Saturday 19 January 2013

Whaddya Got? Greatest Youth Rebels of Cinema


I began this list by trying to pick my most esteemed film rebels. But with so many, it was an impossible task. They spill out of every cinematic avenue. It is also hard to define a ‘rebel’. Is a slasher murderer a rebel? I suppose, since they are breaking moral and legal conventions. But Michael Myers is not like Bonnie and Clyde. Similarly, people seem to see bank robbers as rebels proper, but not mafia dons. Cary Grant in North by Northwest is a rebel, and one could compile a list based purely on the work of Sam Peckinpah. Also, enthusiasts will enjoy getting all uppity that Johnny Depp got on from Fear and Loathing in Las Vegas and not Dead Man.

So instead, I picked a more limited and recognisable form: the youth rebel. This archetype largely begins in the 1950s, with that decade signalling the advent of the teenager and youth culture in any recognisable form. Some are good: loveable rogues. Some are misunderstood: piteous exemplars of troubled youth. And some are just bad: murderers and actors of evil. This is the top ten:



Johnny Strabler, The Wild One (1953)

And with this, the rebellious youth was born, screeching across the screen in the form of Marlon Brando. He is Johnny, leader of a motorcycle gang much like the early Hells Angels, intent of smashing suburbia and sticking two dirty fingers up at domesticity. Brando’s men-in-leather snarl through gritted teeth, arrogantly pestering middle America. The film terrified audiences, being banned in Britain until 1968, especially with the opening credits claiming that the story was born out of reality. The lawless anarchy of these vagrants, not restrained by geography, family or wholesome values, terrified pleasant Americans. It was as if marauding Visigoths would burst out of the screen at Brando's insistence.





Jim Stark, Rebel Without a Cause (1955)

A few years on and the teenage rebel reached full maturation with this definitive picture. James Dean as Jim Stark is the teenage rebel: the archetype, the hyperbole, the cliché. Perhaps no one will ever embody juvenile delinquency quite like Dean. He is the start and end point for rebels on-screen. Problematically, he is not a dismissible snotty-nosed punk: he is supremely cool, daring without breaking a sweat, tough and masculine, and ultimately honourable. Basically someone who young viewers would admire and emulate. The middle-class family setting in which he was placed put youth delinquency into everyone’s homes: the situation is so much more real than some temporary motorcycle gang. Perhaps what makes Stark so vivid and immediate is the fact that his rebellion comes from emotional vulnerabilities. He is not evil, just misunderstood. Dean's portrayal flags ideas of estrangement, growing pains and social rejection. This rebel is just trying to get along. But many will only see the jeans, cigarette and assured attitude.

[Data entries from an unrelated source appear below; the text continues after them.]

PR #2246, opened 2020-05-16
WindowServer: const correctness

shannonbooth:


Services/WindowServer/MenuItem.h
```diff
@@ -77,6 +77,7 @@ class MenuItem {
     void set_submenu_id(int submenu_id) { m_submenu_id = submenu_id; }
 
     Menu* submenu();
+    const Menu* submenu() const;
```
awesomekling, line 80: Where's the definition?

shannonbooth: brainfart, might go sleep now... suprised this builds and runs okay to be honest.

PR #2247, opened 2020-05-16
LaunchServer: Support multiple handlers for a single file type

niax:
This change makes the LaunchServer discover which apps can open which file types by reading the *.af files. Clients can get the list of appropriate handlers using the `GetHandlersForURL` API, and then pass back which handler they'd like to use to open the given URL in `OpenUrl`.

For now, the default behavior remains - not specifying a handler uses the existing user preferences. To avoid confusion between the two (preference maps were previously called handlers), I've changed the names of existing things.

I also updated LibVT to use the handler passing for OpenUrl - it was already set up to discover handlers.

### DIFF
--- a/Base/res/apps/TextEditor.af
+++ b/Base/res/apps/TextEditor.af
@@ -8,4 +8,4 @@ Category=Utilities
 32x32=/res/icons/32x32/app-texteditor.png
 
 [Launcher]
-FileTypes=txt,md,html
+FileTypes=txt,md,html,htm,js,json,ini
--- a/Base/res/apps/TextEditor.af
+++ b/Base/res/apps/TextEditor.af
@@ -6,3 +6,6 @@ Category=Utilities
 [Icons]
 16x16=/res/icons/TextEditor16.png
 32x32=/res/icons/32x32/app-texteditor.png
+
+[Launcher]
+FileTypes=txt,md,html
--- a/Libraries/LibDesktop/Launcher.h
+++ b/Libraries/LibDesktop/Launcher.h
@@ -32,7 +32,7 @@ namespace Desktop {
 
 class Launcher {
 public:
-    static bool open(const URL&);
+    static bool open(const URL&, const String& handler_name = {});
     static Vector<String> get_handlers_for_url(const URL&);
 };
 
--- a/Services/LaunchServer/Launcher.cpp
+++ b/Services/LaunchServer/Launcher.cpp
@@ -26,7 +26,9 @@
 
 #include "Launcher.h"
 #include <AK/FileSystemPath.h>
+#include <AK/Function.h>
 #include <LibCore/ConfigFile.h>
+#include <LibCore/DirIterator.h>
 #include <stdio.h>
 #include <sys/stat.h>
 
@@ -47,6 +49,33 @@ Launcher& Launcher::the()
     return *s_the;
 }
 
+void Launcher::load_handlers(const String& af_dir)
+{
+    auto load_hashtable = [](auto& af, auto& key) {
+        HashTable<String> table;
+
+        auto config_value = af->read_entry("Launcher", key, {});
+        for (auto& key : config_value.split(','))
+            table.set(key.to_lowercase());
+
+        return table;
+    };
+
+    Core::DirIterator dt(af_dir, Core::DirIterator::SkipDots);
+    while (dt.has_next()) {
+        auto af_name = dt.next_path();
+        auto af_path = String::format("%s/%s", af_dir.characters(), af_name.characters());
+        auto af = Core::ConfigFile::open(af_path);
+        if (!af->has_key("App", "Name") || !af->has_key("App", "Executable"))
+            continue;
+        auto app_name = af->read_entry("App", "Name");
+        auto app_executable = af->read_entry("App", "Executable");
+        auto file_types = load_hashtable(af, "FileTypes");
+        auto protocols = load_hashtable(af, "Protocols");
+        m_handlers.set(app_executable, { app_name, app_executable, file_types, protocols });
+    }
+}
+
 void Launcher::load_config(const Core::ConfigFile& cfg)
 {
     for (auto key : cfg.keys("FileType")) {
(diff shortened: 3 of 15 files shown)


Libraries/LibDesktop/Launcher.h
```diff
@@ -32,7 +32,7 @@ namespace Desktop {
 
 class Launcher {
 public:
-    static bool open(const URL&);
+    static bool open(const URL&, const Optional<String> handler_name={});
```
bugaevc, line 35: `String` is already implicitly optional, as it has the null value (the wonders of C++), so why not just use that?

Services/LaunchServer/Launcher.cpp
```diff
@@ -47,6 +49,33 @@ Launcher& Launcher::the()
     return *s_the;
 }
 
+void Launcher::load_handlers(const String af_dir)
```
bugaevc, line 52: `const String&` probably

Services/LaunchServer/Launcher.cpp
```diff
@@ -47,6 +49,33 @@ Launcher& Launcher::the()
...
+
+        return table;
+    };
+
+    Core::DirIterator dt(af_dir, Core::DirIterator::SkipDots);
+    while (dt.has_next()) {
+        auto af_name = dt.next_path();
+        auto af_path = String::format("%s/%s", af_dir.characters(), af_name.characters());
+        auto af = Core::ConfigFile::open(af_path);
+        if (!af->has_key("App", "Name") || !af->has_key("App", "Executable"))
```
bugaevc, line 69: What if opening the config file fails?

niax: Core::ConfigFile can't fail - https://github.com/SerenityOS/serenity/blob/cd298446328af0d71a74d31f750fb1326689a3fe/Libraries/LibCore/ConfigFile.h#L42

The condition for checking name & executable means we will just ignore the file.

Libraries/LibDesktop/Launcher.h
niax: Isn't C++ delightful! 🤮

Services/LaunchServer/Launcher.cpp
awesomekling: We should teach that thing how to fail btw :)

Base/res/apps/TextEditor.af
```diff
@@ -6,3 +6,6 @@ Category=Utilities
 [Icons]
 16x16=/res/icons/TextEditor16.png
 32x32=/res/icons/32x32/app-texteditor.png
+
+[Launcher]
+FileTypes=txt,md,html
```
awesomekling, line 11: Please include `js`, `json` and `ini` here as well :)

Libraries/LibDesktop/Launcher.h
```diff
@@ -32,7 +32,7 @@ namespace Desktop {
 
 class Launcher {
 public:
-    static bool open(const URL&);
+    static bool open(const URL&, const String handler_name={});
```
awesomekling, line 35: `const String&`
Also, please use `clang-format`.

Services/LaunchServer/Launcher.cpp
```diff
@@ -107,6 +156,29 @@ bool Launcher::open_with_handlers(const HashMap<String, String>& handlers, const
...
 
+Vector<String> Launcher::handlers_for(const String& key, HashMap<String, String> user_preference, Function<bool(Handler, const String&)> handler_matches)
+{
+    Vector<String> handlers;
+
+    auto user_preferred = user_preference.get(key);
+    if (user_preferred.has_value())
+        handlers.append(user_preferred.value());
+
+    for (auto handler : m_handlers) {
```
awesomekling, line 167: `auto&`

Services/LaunchServer/Launcher.cpp
```diff
@@ -47,6 +49,33 @@ Launcher& Launcher::the()
     return *s_the;
 }
 
+void Launcher::load_handlers(const String& af_dir)
+{
+    auto load_hashtable = [](auto af, auto key) {
+        HashTable<String> table;
+
+        auto config_value = af->read_entry("Launcher", key, {});
+        for (auto key : config_value.split(','))
```
awesomekling, line 58: `auto&`

Services/LaunchServer/Launcher.cpp
```diff
@@ -120,7 +192,10 @@ Vector<String> Launcher::handlers_for_path(const String& path)
         return { "/bin/FileManager" };
 
     auto extension = FileSystemPath(path).extension().to_lowercase();
-    return { m_file_handlers.get(extension).value_or(m_file_handlers.get("*").value_or({})) };
+
+    return handlers_for(extension, m_file_handlers, [](auto handler, auto key) {
```
awesomekling, line 196: `(auto& handler, auto& key)`

Services/LaunchServer/Launcher.h
```diff
@@ -27,26 +27,38 @@
...
-    bool open_url(const URL&);
+    bool open_url(const URL&, const String handler_name);
     Vector<String> handlers_for_url(const URL&);
 
 private:
+    HashMap<String, Handler> m_handlers;
     HashMap<String, String> m_protocol_handlers;
     HashMap<String, String> m_file_handlers;
 
+    Vector<String> handlers_for(const String& key, HashMap<String, String> user_preferences, Function<bool(Handler, const String&)> handler_matches);
```
awesomekling, line 58: Please pass parameters by reference to avoid deep copies:
```suggestion
    Vector<String> handlers_for(const String& key, const HashMap<String, String>& user_preferences, Function<bool(const Handler&, const String&)> handler_matches);
 ```

File: Services/LaunchServer/Launcher.h [hunk 10]
```diff
@@ -27,26 +27,38 @@
...
     Vector<String> handlers_for_path(const String&);
     bool open_file_url(const URL&);
-    bool open_with_handlers(const HashMap<String, String>& handlers, const String key, const String argument, const String default_program);
+    bool open_with_user_preferences(const HashMap<String, String>& user_preferences, const String key, const String argument, const String default_program);
+    bool open_with_handler_name(const URL&, const String handler_name);
```
awesomekling, line 62: const String&

Base/res/apps/TextEditor.af
Zenyiar: Wouldn't you also want cpp and h so itd open up in HackStudio? + HTM / the other html type file.

niax: I added these in, but for now it doesn't make any actual difference given the fallback handler defaults to TextEditor. Longer term, I think LaunchServer should become aware of the mapping between extension and MIME type, and then TextEditor can declare text/* so we don't have to keep adding extensions here.

HackStudio doesn't currently support launching with a given path through argv. When it does, it can declare which file types it wants to open.

Services/LaunchServer/Launcher.h
niax: I sprinkled some & around, I think in the right places. If you have a good reference on what's the standard such things that'd be great for a C++ noob like myself.

PR #2260, opened 2020-05-17
Shell: Treat builtin names as programs and suggest them

alimpfard:
cc @bugaevc 

I'm definitely glad I did that `ENUMERATE_SHELL_BUILTINS` thing :^)

### DIFF
--- a/Shell/Shell.cpp
+++ b/Shell/Shell.cpp
@@ -1373,6 +1373,10 @@ void Shell::cache_path()
         }
     }
 
+    // add shell builtins to the cache
+    for (const auto& builtin_name : builtin_names)
+        cached_path.append(escape_token(builtin_name));
+
     quick_sort(cached_path);
 }
 
--- a/Shell/Shell.h
+++ b/Shell/Shell.h
@@ -174,6 +174,14 @@ private:
 
 #undef __ENUMERATE_SHELL_BUILTIN
 
+    constexpr static const char* builtin_names[] = {
+#define __ENUMERATE_SHELL_BUILTIN(builtin) #builtin,
+
+        ENUMERATE_SHELL_BUILTINS()
+
+#undef __ENUMERATE_SHELL_BUILTIN
+    };
+
     ExitCodeOrContinuationRequest::ContinuationRequest m_should_continue { ExitCodeOrContinuationRequest::Nothing };
     StringBuilder m_complete_line_builder;
     bool m_should_break_current_command { false };


Shell/Shell.h
```diff
@@ -174,6 +174,26 @@ class Shell : public Core::Object {
 
 #undef __ENUMERATE_SHELL_BUILTIN
 
+    constexpr static const char* BuiltinNames[] = {
```
awesomekling, line 177: `builtin_names`

Shell/Shell.h
```diff
@@ -174,6 +174,26 @@ class Shell : public Core::Object {
...
+#define __ENUMERATE_SHELL_BUILTIN(builtin) #builtin,
+
+        ENUMERATE_SHELL_BUILTINS()
+
+#undef __ENUMERATE_SHELL_BUILTIN
+    };
+    constexpr static auto BuiltinCount = sizeof(BuiltinNames) / sizeof(char*);
```
bugaevc, line 184:
```suggestion
    constexpr static auto BuiltinCount = sizeof(BuiltinNames) / sizeof(const char*);
```

😀

Shell/Shell.cpp
```diff
@@ -1373,6 +1373,10 @@ void Shell::cache_path()
         }
     }
 
+    // add shell builtins to the cache
+    for (const auto& builtin_name : builtins())
+        cached_path.append(escape_token(builtin_name));
```
awesomekling, line 1378: I don't think you need the separate function for this, you can just iterate the array with range-for:

```cpp
for (auto* builtin_name : builtin_names)
    ...
```

Shell/Shell.h
```diff
@@ -174,6 +174,26 @@ class Shell : public Core::Object {
...
+
+    static Vector<StringView, BuiltinCount> builtins()
```
bugaevc, line 186: Why even use a vector (and not say an array) if the size is statically known?

Shell/Shell.h
alimpfard: but...why?
I guess...

Shell/Shell.h
alimpfard: I had taken to doing PascalCase for constexpr members...sure.

Shell/Shell.cpp
alimpfard: range-based for works with constexpr arrays? neat!

PR #4407, opened 2020-12-13
LibTLS: Read subjectAltName from certificates and use it

alimpfard:
As quite a few certificates use this extension, reading and using it to
find matching certificates is fairly useful :^)


alimpfard:
_some day_ I will make `Crypto::ASN1` work, and _some day_, parsing these certificates will be much easier...
`++tech_debt;`

PR #4410, opened 2020-12-14
LibJS: Don't treat '?.' followed by decimal digit as QuestionMarkPeriod

### LINKED ISSUE #4409: LibJS: Question mark followed by a period always gets interpreted as QuestionMarkPeriod
This causes JQuery 1.12.4 minified to fail to parse: https://code.jquery.com/jquery-1.12.4.min.js
This is because it's using a ternary with a minified decimal number:
Snippet:
```js
?.01*parseFloat(RegExp.$1)+"":b?"1":""
```

linusg:
From the spec: https://tc39.es/ecma262/#sec-punctuators

    OptionalChainingPunctuator ::
        ?. [lookahead ∉ DecimalDigit]

We were missing the lookahead and therefore incorrectly treating any '?.' as `TokenType::QuestionMarkPeriod`.

Fixes #4409.

### DIFF
--- a/Libraries/LibJS/Lexer.cpp
+++ b/Libraries/LibJS/Lexer.cpp
@@ -598,10 +598,13 @@ Token Lexer::next()
             auto two_chars_view = m_source.substring_view(m_position - 1, 2);
             auto it = s_two_char_tokens.find(two_chars_view.hash(), [&](auto& entry) { return entry.key == two_chars_view; });
             if (it != s_two_char_tokens.end()) {
-                found_two_char_token = true;
-                consume();
-                consume();
-                token_type = it->value;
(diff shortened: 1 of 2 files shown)


alimpfard:
Is this an instance of the infamous shell-backgrounding failure? or is it something else?
maybe we should disable that test :thinking:

linusg:
holy sh*t I didn't even notice this never finished - 4h 0m 50s and counting, amazing :smile:

alimpfard:
why doesn't GA show the history of running jobs? that's so silly...
I think, for the time being, I'll just set a timeout on that test. failing fast is better than deadlocking for the rest of eternity :shrugging:

PR #4415, opened 2020-12-14
Shell: Make Subshell actually create a subshell / Shell: Set a timeout on Shell-backgrounding

alimpfard:
-> https://github.com/SerenityOS/serenity/pull/4410#issuecomment-744592981

Also makes `{ whatever }&` actually work.


alimpfard:
:sad:
when you set a timeout and even _that_ doesn't work

PR #4416, opened 2020-12-14
LibWeb: Add a simple StyleInvalidator class 

### LINKED ISSUE #4404: LibWeb: Setting an elements 'className' doesn't trigger style update of related elements
This is somewhat similar to #4403, but the provided fix doesn't help in this case.

Repro:

```html
<style>
.blue {
    color: blue;
}
.blue + .red {
    color: red;
}
</style>

<div>Blue</div>
<div class="red">Red</div>

<script>
setTimeout(() => {
    document.querySelector("div").className = "blue";
}, 1000);
</script>
```

Expected:

Both "Blue" and "Red" don't have color, but turn blue and red respectively after one second.

Actual:

Both "Blue" and "Red" don't have color, only "Blue" turns blue after one second. "Red" only changes its color when interacting with it.

---

The same applies to non-"class" attributes:

```html
<style>
[foo] {
    color: blue;
}
[foo] + [bar] {
    color: red;
}
</style>

<div>foo</div>
<div bar>bar</div>

<script>
setTimeout(() => {
    document.querySelector("div").setAttribute("foo", 123);
}, 1000);
</script>
```

In that case neither of the divs update until they're being hovered over.

linusg:
This patch adds a simple, naive & inefficient class for document-wide
style invalidation, e.g. after element attribute updates. During
construction it collects a HashMap of a document's elements and their
matching rules, during destruction it does the same and then compares
the results; dirtying all elements that have a different number or order
of matching rules afterwards.

Much room for improvement, but it solves the problem of stale element
styling after attribute updates for now :^)

Fixes #4404.

### DIFF
--- a/Libraries/LibWeb/CMakeLists.txt
+++ b/Libraries/LibWeb/CMakeLists.txt
@@ -23,6 +23,7 @@ set(SOURCES
     CSS/Selector.cpp
     CSS/SelectorEngine.cpp
     CSS/StyleDeclaration.cpp
+    CSS/StyleInvalidator.cpp
     CSS/StyleProperties.cpp
     CSS/StyleResolver.cpp
     CSS/StyleRule.cpp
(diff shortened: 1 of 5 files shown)


awesomekling:
Excellent! I love this kind of PR, it fixes a problem we have right now, *and* gives us something to optimize in the future :smile:

linusg:
spotted a small typo, now fixed.

PR #4423, opened 2020-12-15
EchoServer: Add a simple echo server

bcoles:
Maybe this will be useful for debugging networking / socket issues.

We already have `nc` netcat, but it doesn't support multiple concurrent clients and quits after the first client connection. `EchoServer` also conveniently prints input to console with `dbg()`, although perhaps we'll want to wrap this in a `#ifdef ECHOSERVER_DEBUG` later, maybe.

This code was largely stolen from kling's `TelnetServer`.

This server has issues echoing data when the socket input buffer exceeds the buffer size (1024). So don't do that.

The [RFC](https://tools.ietf.org/html/rfc862) doesn't offer any guidance on dealing with buffering. I looked at [some other implementations](https://rosettacode.org/wiki/Echo_server) which didn't offer much insight either.

EchoServer -p 1234

man EchoServer


Services/EchoServer/main.cpp
```diff
@@ -0,0 +1,104 @@
...
+    while ((opt = getopt(argc, argv, "p:")) != -1) {
+        switch (opt) {
+        case 'p':
+            port = atoi(optarg);
+            break;
+        default:
+            fprintf(stderr, "Usage: %s [-p port]", argv[0]);
+            exit(1);
+        }
+    }
```
alimpfard, line 65: `Core::ArgsParser`?

bugaevc: Yes please :slightly_smiling_face:

bcoles: done

monkey see, monkey do

https://github.com/SerenityOS/serenity/blob/eb7a94364188740d67278c74bc17d4223697becd/Services/TelnetServer/main.cpp#L114-L126

awesomekling:
Sure why not :)

PR #4433, opened 2020-12-16
Userland: Add beep utility

bcoles:
beep

On my system, both unistd `sysbeep()` and `SC_beep` syscall only create an audible beep when invoked maybe one in 5 times.

If no audible beep is emitted, try opening `Piano`. The beep will play when `Piano` opens.

This issue may be caused by qemu and/or the underlying Ubuntu host OS.

Fortunately, we now have a handy `beep` utility to help debug this!

### DIFF
--- a/Base/usr/share/man/man1/beep.md
+++ b/Base/usr/share/man/man1/beep.md
@@ -1,0 +1,19 @@
+## Name
+
+beep - beep the pc speaker
+
+## Synopsis
+
+```sh
+$ beep
+```
+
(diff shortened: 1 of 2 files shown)


alimpfard:
10/10 manpage, here's what I saw at first glace:

## Beep

beep - beep the PC beep

## Synopsis

```sh
$ beep
```

## Description

beep beeps the beep to beep the PC beep.

## Examples

```sh
$ beep
```

PR #4434, opened 2020-12-16
Shell: Don't run commands with failing redirections

### LINKED ISSUE #3423: Shell: Commands with failing redirections should not be run
_As seen on TV_

```sh
$ echo foobar > /
error: blah blah
foobar
```

linusg:
Fixes #3423.

---

cc @alimpfard - this seems too easy to be true, but it also makes sense???


alimpfard:
That...looks right...
:facepalm:

PR #4436, opened 2020-12-16
Kernel: Fix Lock race causing infinite spinning between two threads

tomuta:
We need to account for how many shared lock instances the current
thread owns, so that we can properly release such references when
yielding execution.

We also need to release the process lock when donating.

I observed this bug with FileManager where two threads sometimes end up wasting all CPU (without locking up the entire system).


tomuta:
Hm just found that strace triggers an assertion...

tomuta:
Oh wow that was easy, just a bad assertion that shouldn't be there...

PR #4442, opened 2020-12-17
LibWeb: Include element attributes in innerHTML getter

linusg:


Libraries/LibWeb/DOM/Element.cpp
```diff
@@ -276,14 +276,24 @@ String Element::inner_html() const
...
+                auto& element = downcast<Element>(*child);
                 builder.append('<');
-                builder.append(downcast<Element>(*child).local_name());
+                builder.append(element.local_name());
+                element.for_each_attribute([&](auto& name, auto& value) {
+                    builder.append(' ');
+                    builder.append(name);
+                    builder.append('=');
+                    builder.append('"');
+                    builder.append(value);
```
awesomekling, line 287: Hmm,  do we need to do some escaping here?

linusg: You tell me! :smile:

This is copied from
https://github.com/SerenityOS/serenity/blob/169a9150cbf9d8e4402b223209c80a0d4007389f/Libraries%2FLibWeb%2FLayoutTreeModel.cpp#L142-L149

awesomekling: That's just for showing in the GUI though, incorrect output is kinda harmless :D

Here's the HTML fragment serialization algorithm:
https://html.spec.whatwg.org/multipage/parsing.html#html-fragment-serialisation-algorithm

So it looks like we need to escape characters like this (in the *attribute mode*):
https://html.spec.whatwg.org/multipage/parsing.html#escapingString

awesomekling:
Beautiful!

PR #4456, opened 2020-12-18
Kernel: Run clang-format on PCI/Definitions.h

supercomputer7:


supercomputer7:
This was a problem with my `clang-format` apparently.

Mick Travis, If.... (1968)

Malcolm McDowell took the rebellious youth screaming into the '60s, fuming and plotting all the way. If Guy Fawkes had been in the Stones, he would act something like Mick Travis. Throughout, he is an undisputed victim, a social replica of one of the resistance fighters in his posters. The viewer will naturally sympathise, because Travis is a representation of all the times that one is wronged by a bigger system. At the crossroads of the old class system and modern Britain, poor Mick struggles to exist. His eccentric personality and unorthodox methods of recreation cause constant battles with the bullies, thuggish prefects who beat and humiliate him. But his solution is excessive even for someone who believes that violence is the only pure act. In one of the most gruesome finales of cinema, Mick and his merry men machine-gun, bomb and snipe their way through speech day. This Robin Hood becomes a mass murderer. It is twisted irony that the iconic school massacre in film should be set in a British boarding school. So however much the viewer tries to condemn him, it is the awkward fact that his terrorist attack elicits a modicum of sympathy.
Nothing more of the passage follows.